* What to do *
Word for word, repeat each line of the listing below.

* Dataset excerpts *

PR #1224, opened 2023-10-25
feat: Added CoursewareSearchResults UI component

rijuma:
## Description
Ticket: [KBK-44 🔒](https://2u-internal.atlassian.net/browse/KBK-44)

We need a [Search Results UI component 🔒](https://2u-internal.atlassian.net/wiki/spaces/Kubrick/pages/614432780/Component+breakdown+based+on+Figma#Search-Results) to show the search components and the results.

### Showing results

| 320px wide  | 1024px wide |
| --- | --- |
| image | image |

### No results

| 320px wide  | 1024px wide |
| --- | --- |
| image | image |

## Testing Instructions:

This shows mocked results, so in order to see the variations:
- Follow the instructions to enable the waffle flags as indicated in https://github.com/openedx/frontend-app-learning/pull/1199.
- Searching for `lorem ipsum` will show the "no results" variant.
- Searching for anything other than `lorem ipsum` will show a fixed number of results.
- Performing an empty search will clear the results.

### DIFF
--- a/src/course-home/courseware-search/CoursewareSearchResults.jsx
+++ b/src/course-home/courseware-search/CoursewareSearchResults.jsx
@@ -1,0 +1,78 @@
+import React from 'react';
+import { injectIntl, intlShape } from '@edx/frontend-platform/i18n';
+import {
+  Folder, TextFields, VideoCamera, Article,
+} from '@edx/paragon/icons';
+import { Icon } from '@edx/paragon';
+import PropTypes from 'prop-types';
+import messages from './messages';
+
+const iconTypeMapping = {
+  document: Folder,
+  text: TextFields,
+  video: VideoCamera,
+};
+const defaultIcon = Article;
+
+const CoursewareSearchResults = ({ intl, results }) => {
+  if (!results.length) {
+    return (
+      <div className="courseware-search-results">
+        <p className="courseware-search-results__empty" data-testid="no-results">{intl.formatMessage(messages.searchResultsNone)}</p>
+      </div>
+    );
+  }
+
+  return (
+    <div className="courseware-search-results" data-testid="search-results">
+      {results.map(({
+        title, href, type, breadcrumbs, contentMatches, isExternal,
+      }) => {
+        const key = type.toLowerCase();
+        const icon = iconTypeMapping[key] || defaultIcon;
+
+        const linkProps = { href };
+
+        if (isExternal) {
+          linkProps.target = '_blank';
+          linkProps.rel = 'nofollow';
+        }
+
+        return (
+          <a className="courseware-search-results__item" {...linkProps}>
+            <div className="courseware-search-results__icon"><Icon src={icon} /></div>
+            <div className="courseware-search-results__info">
+              <div className="courseware-search-results__title">
+                <span>{title}</span>
+                {contentMatches ? (<em>{contentMatches}</em>) : null }
+              </div>
+              {breadcrumbs?.length ? (
+                <ul className="courseware-search-results__breadcrumbs">
+                  {breadcrumbs.map(bc => (<li><div>{bc}</div></li>))}
+                </ul>
+              ) : null}
+            </div>
+          </a>
+        );
+      })}
+    </div>
+  );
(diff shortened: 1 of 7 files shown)


rijuma:
This is a UI component with mocked behavior for testing. I don't think this needs to have coverage atm. It will be wrapped up in an implementation ticket.

src/course-home/courseware-search/CoursewareSearchResults.jsx
```diff
@@ -0,0 +1,78 @@
...
+
+const iconTypeMapping = {
+  document: Folder,
+  text: TextFields,
+  video: VideoCamera,
+};
+const defaultIcon = Article;
+
+const CoursewareSearchResults = ({ intl, results }) => {
+  if (!results.length) {
```
aethant: Should `results` have  a default value and/or a check for undefined here? i.e. `if (!results?.length)` , `if (!results || !results.length) {` or `({intl, results = [] })` ? Reading the `propTypes` it doesn't seem like `results` is required.

Reason: if `results` === undefined, `.length` will throw.

rijuma: Whoops, I thought it had the conditional. Nice catch.

src/course-home/courseware-search/CoursewareSearchResults.jsx
```diff
@@ -0,0 +1,78 @@
...
+
+  return (
+    <div className="courseware-search-results" data-testid="search-results">
+      {results.map(({
+        title, href, type, breadcrumbs, contentMatches, isExternal,
+      }) => {
+        const key = type.toLowerCase();
+        const icon = iconTypeMapping[key] || defaultIcon;
+
+        const linkProps = { href };
```
aethant: Maybe its me not liking mutating an object, but this could be expressed as such:

  
`const linkProps = {`   
 `...href,`   
 `...(isExternal`   
 `? {`   
 `target: "_blank",`   
 `rel: "nofollow" }`   
 `: {})`  
 `}`

src/course-home/courseware-search/CoursewareSearchResults.jsx
```diff
@@ -0,0 +1,78 @@
...
+
+        return (
+          <a className="courseware-search-results__item" {...linkProps}>
+            <div className="courseware-search-results__icon"><Icon src={icon} /></div>
+            <div className="courseware-search-results__info">
+              <div className="courseware-search-results__title">
+                <span>{title}</span>
+                {contentMatches ? (<em>{contentMatches}</em>) : null }
+              </div>
+              {breadcrumbs?.length ? (
```
aethant, line 48: Similar to above - is `breadcrumbs` being checked to exist/have at least an empty array value `[]`?

src/course-home/courseware-search/CoursewareSearchResults.jsx
rijuma: I don't like mutations either. But since everything is inside the same scope, I'm standing between a small mutation, and a hacky code just to prevent it. I really hope JS comes up with some syntactic sugar for conditional object properties. Let me think about the lesser evil here..

src/course-home/courseware-search/CoursewareSearchResults.jsx
rijuma: This does have an optional chaining, so anything other than an array (or a sneaky object with a `length` property will be falsy.

rijuma: Besides, I'm using `PropTypes` on the component for the proper format. I think that a lot of boilerplate for not using typescript is not worth it IMHO.

src/course-home/courseware-search/CoursewareSearchResults.jsx
rijuma: I've made an alternative without mutations, but it's clearer to read. Let me know what you think.

aethant (approved):

schenedx (approved):
👍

* Output for this exercise *
PR #1224, opened 2023-10-25
feat: Added CoursewareSearchResults UI component

rijuma:
## Description
Ticket: [KBK-44 🔒](https://2u-internal.atlassian.net/browse/KBK-44)

We need a [Search Results UI component 🔒](https://2u-internal.atlassian.net/wiki/spaces/Kubrick/pages/614432780/Component+breakdown+based+on+Figma#Search-Results) to show the search components and the results.

### Showing results

| 320px wide  | 1024px wide |
| --- | --- |
| image | image |

### No results

| 320px wide  | 1024px wide |
| --- | --- |
| image | image |

## Testing Instructions:

This shows mocked results, so in order to see the variations:
- Follow the instructions to enable the waffle flags as indicated in https://github.com/openedx/frontend-app-learning/pull/1199.
- Searching for `lorem ipsum` will show the "no results" variant.
- Searching for anything other than `lorem ipsum` will show a fixed number of results.
- Performing an empty search will clear the results.

### DIFF
--- a/src/course-home/courseware-search/CoursewareSearchResults.jsx
+++ b/src/course-home/courseware-search/CoursewareSearchResults.jsx
@@ -1,0 +1,78 @@
+import React from 'react';
+import { injectIntl, intlShape } from '@edx/frontend-platform/i18n';
+import {
+  Folder, TextFields, VideoCamera, Article,
+} from '@edx/paragon/icons';
+import { Icon } from '@edx/paragon';
+import PropTypes from 'prop-types';
+import messages from './messages';
+
+const iconTypeMapping = {
+  document: Folder,
+  text: TextFields,
+  video: VideoCamera,
+};
+const defaultIcon = Article;
+
+const CoursewareSearchResults = ({ intl, results }) => {
+  if (!results.length) {
+    return (
+      <div className="courseware-search-results">
+        <p className="courseware-search-results__empty" data-testid="no-results">{intl.formatMessage(messages.searchResultsNone)}</p>
+      </div>
+    );
+  }
+
+  return (
+    <div className="courseware-search-results" data-testid="search-results">
+      {results.map(({
+        title, href, type, breadcrumbs, contentMatches, isExternal,
+      }) => {
+        const key = type.toLowerCase();
+        const icon = iconTypeMapping[key] || defaultIcon;
+
+        const linkProps = { href };
+
+        if (isExternal) {
+          linkProps.target = '_blank';
+          linkProps.rel = 'nofollow';
+        }
+
+        return (
+          <a className="courseware-search-results__item" {...linkProps}>
+            <div className="courseware-search-results__icon"><Icon src={icon} /></div>
+            <div className="courseware-search-results__info">
+              <div className="courseware-search-results__title">
+                <span>{title}</span>
+                {contentMatches ? (<em>{contentMatches}</em>) : null }
+              </div>
+              {breadcrumbs?.length ? (
+                <ul className="courseware-search-results__breadcrumbs">
+                  {breadcrumbs.map(bc => (<li><div>{bc}</div></li>))}
+                </ul>
+              ) : null}
+            </div>
+          </a>
+        );
+      })}
+    </div>
+  );
(diff shortened: 1 of 7 files shown)


rijuma:
This is a UI component with mocked behavior for testing. I don't think this needs to have coverage atm. It will be wrapped up in an implementation ticket.

src/course-home/courseware-search/CoursewareSearchResults.jsx
```diff
@@ -0,0 +1,78 @@
...
+
+const iconTypeMapping = {
+  document: Folder,
+  text: TextFields,
+  video: VideoCamera,
+};
+const defaultIcon = Article;
+
+const CoursewareSearchResults = ({ intl, results }) => {
+  if (!results.length) {
```
aethant: Should `results` have  a default value and/or a check for undefined here? i.e. `if (!results?.length)` , `if (!results || !results.length) {` or `({intl, results = [] })` ? Reading the `propTypes` it doesn't seem like `results` is required.

Reason: if `results` === undefined, `.length` will throw.

rijuma: Whoops, I thought it had the conditional. Nice catch.

src/course-home/courseware-search/CoursewareSearchResults.jsx
```diff
@@ -0,0 +1,78 @@
...
+
+  return (
+    <div className="courseware-search-results" data-testid="search-results">
+      {results.map(({
+        title, href, type, breadcrumbs, contentMatches, isExternal,
+      }) => {
+        const key = type.toLowerCase();
+        const icon = iconTypeMapping[key] || defaultIcon;
+
+        const linkProps = { href };
```
aethant: Maybe its me not liking mutating an object, but this could be expressed as such:

  
`const linkProps = {`   
 `...href,`   
 `...(isExternal`   
 `? {`   
 `target: "_blank",`   
 `rel: "nofollow" }`   
 `: {})`  
 `}`

src/course-home/courseware-search/CoursewareSearchResults.jsx
```diff
@@ -0,0 +1,78 @@
...
+
+        return (
+          <a className="courseware-search-results__item" {...linkProps}>
+            <div className="courseware-search-results__icon"><Icon src={icon} /></div>
+            <div className="courseware-search-results__info">
+              <div className="courseware-search-results__title">
+                <span>{title}</span>
+                {contentMatches ? (<em>{contentMatches}</em>) : null }
+              </div>
+              {breadcrumbs?.length ? (
```
aethant, line 48: Similar to above - is `breadcrumbs` being checked to exist/have at least an empty array value `[]`?

src/course-home/courseware-search/CoursewareSearchResults.jsx
rijuma: I don't like mutations either. But since everything is inside the same scope, I'm standing between a small mutation, and a hacky code just to prevent it. I really hope JS comes up with some syntactic sugar for conditional object properties. Let me think about the lesser evil here..

src/course-home/courseware-search/CoursewareSearchResults.jsx
rijuma: This does have an optional chaining, so anything other than an array (or a sneaky object with a `length` property will be falsy.

rijuma: Besides, I'm using `PropTypes` on the component for the proper format. I think that a lot of boilerplate for not using typescript is not worth it IMHO.

src/course-home/courseware-search/CoursewareSearchResults.jsx
rijuma: I've made an alternative without mutations, but it's clearer to read. Let me know what you think.

aethant (approved):

schenedx (approved):
👍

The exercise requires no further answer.